Friday, Apr. 07, 1967
Watching a New Species Develop?
Before Darwin, scientists generally agreed that all species of life had existed since creation and would continue unchanged to the end of the world. After Darwin theorized on the origin of species in 1859 it was soon acknowledged that new species do evolve from older ones in a gradual process. Possible beginnings of new species have since been recognized, catalogued and thoroughly investigated, but geneticists still remain ignorant of just what mechanisms trigger them. Now there is hope that a new thread of inquiry might begin to unravel the mystery. A new species appears to be developing in a laboratory.
It happened quite accidentally. Dr. Theodosius Dobzhansky, one of the world's foremost genetic researchers, was experimenting with an amber-colored South American fruit fly known as Drosophila paulistorum at Manhattan's Rockefeller University. He was interested in one particular strain of the fly from the Llanos district of Colombia, and he isolated it from other strains in 1958. Five years later he and his assistant, Dr. Olga Pavlovsky, routinely attempted to interbreed the Llanos flies with similar strains and observe the results of the mating.

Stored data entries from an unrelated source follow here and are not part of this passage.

PR #429, opened 2022-06-30
New Lattice.reduce method

lfarv:
The `Lattice.reduce` method is similar to the `atreduce` Matlab function: it removed all elements with an `IdentityPass` passmethod, and then merges compatible consecutive elements.

A keep keyword allows to keep selected elements even if they have an `IdentityPass` passmethod. By default, `Lattice.reduce` keeps `Monitor` and `RFCavity` elements.

### DIFF
--- a/pyat/at/lattice/elements.py
+++ b/pyat/at/lattice/elements.py
@@ -152,8 +152,9 @@ class Element(object):
     def merge(self, other) -> None:
         """Merge another element"""
         if not self.is_compatible(other):
+            badname = getattr(other, 'FamName', type(other))
             raise TypeError('Cannot merge {0} and {1}'.format(self.FamName,
-                                                              other.FamName))
+                                                              badname))
 
 
 class LongElement(Element):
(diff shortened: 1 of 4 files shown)


swhite2401 (approved):
This is very nice!

lfarv:
@simoneliuzzo : there was a bug when comparing `PolynomA/B` (missing the last term, `PolynomB[MaxOrder]`). Your example now seems to run. Can you check ?

simoneliuzzo (approved):
I have tested with two lattice files. One EBS SR lattice, with few elements to reduce and an ARC cell of 10000 elements that has been correctly reduced to 141 elements. The optics after reducing are identical a part the last few digits of some parameters (numerical).

lfarv:
@simoneliuzzo: thanks for testing, I rely on you for that !

Did you try "`keep=None`" which should be even more agressive by removing `Monitor` and `RFCavity` elements, or any other  "`keep`" combination ?

Issue #575, opened 2023-03-07
pyat get_lifetime modifies the given refpts


oscarxblanco:
Dear all,

the function get_lifetime has a parameter to pass the reference points, refpts, where the momentum aperture momap was calculated.
However, in line 146 of pyat/at/acceptance/touschek.py this array is modified leading to a mismatch between momap and refpts.

https://github.com/atcollab/at/blob/fee2a6a462ad263aa722b2c8b0ffa3dafdce8332/pyat/at/acceptance/touschek.py#L142-L147

I think that refpts should not be modified when given by the user. One could think to use a marker as a reference point which should not be removed from the list even if it has zero length.

Best regards,
o

oscarxblanco:
One possible solution is to execute those lines only when refpts is not passed, i.e. move them inside the if refpts is None case.

oscarxblanco:
One other posibility is that due to the implementation of get_lifetime, one needs to pass only no-zero length elements. 

If that is the case the function should check the elements length and send a warning/error if any is of length zero. This could be done by comparing the length of the filtered list to the original one, or by checking that the list of elements with zero length is void.

swhite2401:
By the way in case you are interested strictly in momentum aperture you can run get_momentum_acceptance. This will not interfere with your refpts input.
Then you can give the result of this calculation together with refpts to get_lifetime.

Removing the refpts in get_lifetime that will not be used (zero length elements) is also ment to optimize the computer time.

oscarxblanco:
> Hello @oscarxblanco, Thanks for the feedback. In fact this is not fully satisfactory should be improved. The zero-length elements are indeed causing problems. This is why the internal refpts is returned.
> 
> What I can propose in the short term based on your remarks is: -if refpts is None no change -if refpts is provided check that all corresponding elements have non-zero length and throw a warning if this condition is not respected
> 
> Then we may think of trying to improve the algorithm to account for zero length elements (length could be in this case the distance to the next refpts but this could be dangerous if this distance is very large...)
> 
> Let me know in case you have better proposals. This was basically translated from the matlab and there is certainly room for improvement.

Thank you, it sounds alright, except for the warning. In my opinion it should throw an error as the algorithm does not yet support zero-length elements.



> By the way in case you are interested strictly in momentum aperture you can run get_momentum_acceptance. This will not interfere with your refpts input. Then you can give the result of this calculation together with refpts to get_lifetime.
> 
[...]

PR #577, opened 2023-03-09
zero length elements in lifetime calculation

swhite2401:
This PR is a bugfix in response to issue #575. The following corrective action are impleted:
-if zero-length elements are provided, they are automatically remove with a warning
-if the user provides the momentum aperture the zero-lenght elements are also remove from the momentum aperture such that refpts and momap always remain consistent
-the momentum aperture and refpts used for the lifetime calculation (with elements removed) are returned by the function

### DIFF
--- a/pyat/at/acceptance/touschek.py
+++ b/pyat/at/acceptance/touschek.py
@@ -150,8 +150,9 @@ def get_lifetime(ring, emity, bunch_curr, emitx=None, sigs=None, sigp=None,
 
     mask = [ring[r].Length > 0.0 for r in refpts]
     if not numpy.all(mask):
-        warnings.warn(AtWarning('zero-length elements removed '
-                                'from lifetime calculation'))
+        zerolength_warning = ('zero-length elements removed '
+                              'from lifetime calculation')
+        warnings.warn(AtWarning(zerolength_warning))
     refpts = refpts[mask]
 
     if momap is None:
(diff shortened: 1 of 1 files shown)


oscarxblanco:
@swhite2401 the mask you implemented is working.
The warning output, however, seems to be shredded 
```bash
touschek.py:153: AtWarning: zero-length elements removed from lifetime calculation
  warnings.warn(AtWarning('zero-length elements removed '
```

swhite2401:
Yes I could never find a way out of this problem: for multi-line string (required by PEP8) the message is first printed out and then the line at which it is issued is shown, this for multi-line messages results in printing only the first line....

If you have a solution for this I'dd be very happy to hear it! Or maybe @lfarv ?

oscarxblanco (changes requested):
I did a test with a momentum aperture calculated at indexes of elements with zero-length.
The mismatch between indexes and momap is not longer present.

The warning message seems to be descriptive enough, but, the standard output is shredded.
I have put below a suggestion on how to correct this issue.

swhite2401:
@oscarxblanco I have implemented the requested changes

oscarxblanco (approved):

oscarxblanco:
@swhite2401 
Unfortunately this modification introduced a bug when calculating the lifetime without the momap input.
```
 ... acceptance/touschek.py", line 156, in get_lifetime
    refpts = refpts[mask]
TypeError: range indices must be integers or slices, not list
```

It could be fixed by making refpts a numpy array.
```
refpts = numpy.array(refpts[mask])
```

pyat/at/acceptance/touschek.py
```diff
@@ -143,8 +144,16 @@ def get_lifetime(ring, emity, bunch_curr, emitx=None, sigs=None, sigp=None,
         refpts = range(len(ring))
```
oscarxblanco, line 144:
```python
refpts = numpy.array(range(len(ring)))
```

oscarxblanco (commented):
One modification required to be compatible with no momap input file option.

A species is defined by scientists as a group that can reproduce itself. Two species are marked as distinct if mixed members either will not mate or cannot produce fertile male and female offspring. Thus the horse and the donkey are separate species because their issue, the mule, is always sterile. In the case of the fruit flies, the Llanos strain was capable of producing fertile young with other strains in 1958, but when they were remated later, the males of the isolated group could not sire fertile sons with any females except those of their own strain.
"It was a complete surprise," says Dobzhansky. "And it happened right under our noses." But he does not yet know why. One tentative theory now being investigated is that the isolated flies may have been infected in some way that caused sterility with other strains. In any case, the new species is only in an incipient stage. The "new Llanos" females, when mated with males of the related strains, can still bear fertile female offspring. Until they no longer can, the species will not be fully distinct. A new generation is born every two weeks, and Dr. Dobzhansky and his colleagues will be closely watching to see how the species evolves.